Furthermore, rational vaccine design, using potent and broadly neutralizing antibodies as a guide, is increasingly seen as the most promising solution to combat the immense diversity in certain pathogens, such as HIV-1 (56, 57). Immunization with HIV-1 and influenza leads to a robust response against hypervariable loops/regions of the envelope glycoproteins and elicitation of neutralizing antibodies. However, these hypervariable regions are generally not functionally important and virus can readily escape antibody binding. Occasionally, antibodies may be found that recognize highly conserved epitopes on the envelope proteins that are critical for viral entry. For HIV-1, three such classes of antibodies include b12 (which recognizes the gp120 CD4 binding site), 2G12 (conserved carbohydrate clusters on gp120), and 2F5 and 4E10 (membrane proximal regions of gp41 (57, 58), that are more akin to CR6261). For influenza, only a handful of such broadly neutralizing antibodies have been described. Most notably, a mouse monoclonal antibody C179 was reported to neutralize H1, H2, and H5 subtypes (13, 59) and, more recently, broadly neutralizing, human antibodies against H1 and H5 HA (14, 15), that may well map to the same or similar epitope as CR6261. Although CR6261 recognizes a conformational epitope between HA1 and HA2, it consists of two component parts: (i) the A-helix, which accounts for most of the interacting surface and most of the polar contacts, and (ii) the HA1 region adjacent to the A-helix, which makes primarily hydrophobic contacts with CR6261. Thus, it may only be necessary to mimic the A-helix as a linear peptide in any rationally designed antigen (60). Novel strategies may be required to improve its immunogenicity, as the epitope is not particularly exposed in intact virus, although it is certainly antigenic as it reacts with high affinity to CR6261.

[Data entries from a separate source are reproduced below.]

PR #1486, opened 2021-02-01
Adaptive Card Tabs

### LINKED ISSUE #1463: Adaptive Card Tabs (Python)
See [parent](https://github.com/microsoft/botframework-sdk/issues/6138)

axelsrz:
Fixes #1463


libraries/botbuilder-core/botbuilder/core/teams/teams_activity_handler.py
```diff
@@ -835,3 +853,29 @@ async def on_teams_channel_restored(  # pylint: disable=unused-argument
...
+    ):
+        """
+        Override this in a derived class to provide logic for when a tab is fetched.
+
+        :param turn_context: A context object for this turn.
+        :param tab_request: The tab invoke request value payload.
+
+        :returns: A Tab Response for the request.
+        """
+        return
```
mdrichardson, line 868: I *believe* these should return a NOT_IMPLEMENTED invoke response, similar to [`on_teams_messaging_extension_fetch_task()`](https://github.com/microsoft/botbuilder-python/blob/f53312fb4344ee9501face7582c7f5e2b799a402/libraries/botbuilder-core/botbuilder/core/teams/teams_activity_handler.py#L420). [They do in .NET](https://github.com/microsoft/botbuilder-dotnet/blob/0fde312e927d7a5f651969ed133773eb38067b64/libraries/Microsoft.Bot.Builder/Teams/TeamsActivityHandler.cs#L400) and I think it's only the `OnTeamDeleted/Added/etc` that don't.

libraries/botbuilder-schema/botbuilder/schema/teams/_models_py3.py
```diff
@@ -2058,3 +2086,265 @@ def __init__(
...
+     ~botframework.connector.teams.models.TabEntityContext
+    :param context: Gets or sets current tab entity request context.
+    :type context:
+     ~botframework.connector.teams.models.TabContext
+    :param state: Gets or sets state, which is the magic code for OAuth Flow.
+    :type state: str
+    """
+
+    _attribute_map = {
+        "tab_entity_context": {"key": "tabEntityContext", "type": "TabEntityContext"},
```
mdrichardson, line 2127: Will this look for the JSON property, `tabContext`? See [.NET](https://github.com/microsoft/botbuilder-dotnet/blob/cb33e75b72735e25177fb82084813dcaeadf16c7/libraries/Microsoft.Bot.Schema/Teams/TabRequest.cs#L27)

libraries/botbuilder-core/botbuilder/core/teams/teams_activity_handler.py
axelsrz: Thanks a lot for piointing this! I moved the methods to their corresponding place on added this fix

libraries/botbuilder-schema/botbuilder/schema/teams/_models_py3.py
axelsrz: Fixed

libraries/botbuilder-schema/botbuilder/schema/teams/_models_py3.py
```diff
@@ -2058,3 +2086,265 @@ def __init__(
...
+class TabResponseCards(Model):
+    """
+    Envelope for cards for a TabResponse.
+
+    :param cards: Gets or sets adaptive card for this card tab response.
+    :type cards: list[object]
+    """
+
+    _attribute_map = {
+        "cards": {"key": "cards", "type": "[object]"},
```
mdrichardson, line 2175: @axelsrz Are you able to change the type to something like `[TabResponseCard]` or whatever the Python equivalent is of [this](https://github.com/microsoft/botbuilder-js/pull/3224/files#diff-348dcf11b9d343d90e766394f8ebae3c3675bde51e95705520bd15451f0c5720R1308) (an array of `TabResponseCard`).

@EricDahlvang Do we still need this change in .NET?

libraries/botbuilder-schema/botbuilder/schema/teams/_models_py3.py
```diff
@@ -2058,3 +2086,265 @@ def __init__(
...
+    :param context: Gets or sets current tab entity request context.
+    :type context:
+     ~botframework.connector.teams.models.TabContext
+    :param data: User input data. Free payload containing properties of key-value pairs.
+    :type data:
+     ~botframework.connector.teams.models.TabSubmitData
+    """
+
+    _attribute_map = {
+        "tab_entity_context": {"key": "tabEntityContext", "type": "TabEntityContext"},
```
mdrichardson, line 2236: I believe we need [the same `tabContext` change](https://github.com/microsoft/botbuilder-dotnet/blob/cb33e75b72735e25177fb82084813dcaeadf16c7/libraries/Microsoft.Bot.Schema/Teams/TabSubmit.cs#L27) here.

libraries/botbuilder-schema/botbuilder/schema/teams/_models_py3.py
```diff
@@ -2058,3 +2086,265 @@ def __init__(
...
+    :param type: Currently, 'tab/submit'.
+    :type type: str
+    :param properties: Gets or sets properties that are not otherwise defined by the TabSubmit
+     type but that might appear in the serialized REST JSON object.
+    :type properties: object
+    """
+
+    _attribute_map = {
+        "type": {"key": "type", "type": "str"},
+        "properties": {"key": "properties", "type": "object"},
```
mdrichardson, line 2267: I don't believe this will parse correctly. The [spec](https://github.com/microsoft/botframework-sdk/issues/6138) is:

```json
{
    "name": "tab/submit",
    "value": {
        "data": {
            "type": "tab/submit",
            // ... <data properties>
        },
        [...]
}
```

My understanding is that there won't be a `properties` key, so much as an unknown amount of un-named keys. @EricDahlvang @clearab Is this correct?

If so, [here's how I handled it in JS](https://github.com/microsoft/botbuilder-js/pull/3224/files#diff-348dcf11b9d343d90e766394f8ebae3c3675bde51e95705520bd15451f0c5720R1365) (not sure what the Py equivalent is).

EricDahlvang: This should be handled similarly to the Properties field on Entity, ConversationAccount, ChannelAccount, Activity, etc.

EricDahlvang:
@axelsrz i think this looks good, but need a sample to test against... can you port this one: https://github.com/microsoft/BotBuilder-Samples/pull/3072

libraries/botbuilder-schema/botbuilder/schema/teams/_models_py3.py
EricDahlvang: @mdrichardson this if fixed in dotnet in this PR: https://github.com/microsoft/botbuilder-dotnet/pull/5185/files#diff-5a0a768d82736568f8e996abff4ff3eacea0696d1ed47f928822bfc2d6f895d2R30

EricDahlvang (approved):
Thanks @axelsrz !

The conservation of this epitope suggests a critical role in membrane fusion. In late stages of fusion, the HA2 C-terminus rearranges (Fig. 4E–F) and makes extensive contacts with the A-helix. In particular, the residues that mediate all of the hydrogen bonds between the A-helix and CR6261 form hydrogen bonds and a salt bridge to this HA2 C-terminal H segment in the post-fusion conformation (Fig. 4G), strongly suggesting that the CR6261 epitope is important in the membrane fusion process. Thus, identification of a highly conserved epitope in the HA provides a new lead for the design of the next generation of anti-virals and marks the first step towards the Holy Grail of influenza vaccinology: the development of a durable and cross-protective “universal” vaccine against influenza A.